Nabokov As Mounted Specimen; A Centennial Celebration Encases the Writer’s Life

The New York Times, Arts, April 1999

Nabokov As Mounted Specimen; A Centennial Celebration Encases the Writer’s Life
By Sarah Boxer

The novelist, lepidopterist, translator and teacher known as V N, V. Sirin, Vasily Shishkov, Vivian Dark bloom and Vladimir Nabokov would have turned 100 this Friday. The birthday party has begun without him. If he had scripted it himself, he could not have produced a better nightmare.

In his memoir, ”Speak, Memory,” Nabokov writes about ”a young chronophobiac who experienced something like panic” when he watched a home movie taken weeks before he was born. ”He saw a world that was practically unchanged — the same house, the same people — and then realized that he did not exist there at all and that nobody mourned his absence. He caught a glimpse of his mother waving from an upstairs window, and that unfamiliar gesture disturbed him, as if it were some mysterious farewell. But what particularly frightened him was the sight of a brand-new baby carriage standing there on the porch, with the smug, encroaching air of a coffin.”

If a prenatal home movie could cause such panic, think what a post-mortem birthday party could do.

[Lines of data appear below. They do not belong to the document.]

PR #1087, opened 2019-02-02
Fix diff view syntax settings

kaste:
Bc of the new prelude in the diff view, we at some point had to introduce a new syntax for it. But we forgot to add the typical syntax settings, and the edit settings shortcut.

This PR adds them.


kaste:
Extracted from #1036

PR #1098, opened 2019-02-03
Tags refactor

randy3k:
as discussed in #998, we are going to revert the previous commit which changes `tags` to `tag` but only keeping the user command.

### DIFF
--- a/Default.sublime-commands
+++ b/Default.sublime-commands
@@ -338,7 +338,7 @@
         "command": "gs_view_git_log"
     },
     {
-        "caption": "git: tag",
+        "caption": "git: tags",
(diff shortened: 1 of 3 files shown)


randy3k:
@stoivo 
how does it look? I am cc'ing you because you merged the original commit.

randy3k:
@kaste Is this what you anticipated?

I think @stoivo and @asfaltboy may not be free.

kaste:
LGTM 👍

asfaltboy:
Looks fine to me btw, I am all for consistency

stoivo:
Yes I have been away.

randy3k:
Welcome back.

PR #1100, opened 2019-02-11
show status badge when there are no views

randy3k:
close #1099

PR #1101, opened 2019-02-11
Actually update the status bar for transient views

### LINKED ISSUE #1099: [dev] branch status badge no long is shown when there are no views
`git bisect` reveals that the first bad commit is 41387cc069b0eb33d888564267cb73fdcf36bb61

Nabokov-the-ghost would see that everything had changed. His mother would not be waving, but his son, Dmitri, would be there, a large and tragic version of himself. Then Nabokov would see his biographer, his wife’s biographer, his English translator, the lawyer for his estate, the merchant selling off his library piece by piece. This time it would not be a mysterious farewell but an uncanny hello from the appreciative ghouls holding the bits of his life.

Vladimir (rhymes with redeemer) Nabokov (rhymes with the gawk of) was born on April 23, 1899, in St. Petersburg, Russia. Last week the Nabokov centennial celebration began in New York with a Town Hall symposium sponsored by PEN American Center, The New Yorker and Vintage Books. Martin Amis (novelist), Alfred Appel (friend and interpreter), Brian Boyd (biographer), Richard Ford (novelist), Elizabeth Hardwick (critic), Dmitri Nabokov (son), Joyce Carol Oates (novelist), David Remnick (journalist), Michael Scammell (translator) and Stacy Schiff (biographer) all came to pay their respects.

This week the celebration continues. The New York Public Library is exhibiting Nabokov’s manuscripts alongside his black-rimmed glasses, butterfly net and worn-down pencils. Glenn Horowitz Bookseller Inc. in Manhattan is showing off and selling off Nabokov’s library, including the dedication copies he inscribed to Vera, his wife, with fanciful, colorful hand-drawn butterflies. Ms. Schiff’s biography ”Vera” is coming out, with the details of a Nabokov affair with a poodle groomer. And Nabokov’s memoir, which he originally wrote in English as ”Conclusive Evidence,” then translated into Russian, then retranslated into English as ”Speak, Memory,” is being issued yet again, with Nabokov’s review of it installed as a 16th chapter.

Maybe V N would recognize the world he left in 1977, maybe not. Dmitri Nabokov, once a fast-living opera singer and race-car driver, now chastened by a near-death experience after a fiery crash and the death of his mother in 1991, has decided to devote himself to literature. He is revising his own novel about parallel lives, which has a love scene told in mathematical formulas. With his lawyer, he is fighting the American and British publication of ”Lo’s Diary,” a new novel by an Italian writer, Pia Pera, about Humbert and Lolita told from Lolita’s perspective. And he is thinking of finishing his father’s half-done novel, ”The Original of Laura,” which Nabokov asked his family to destroy.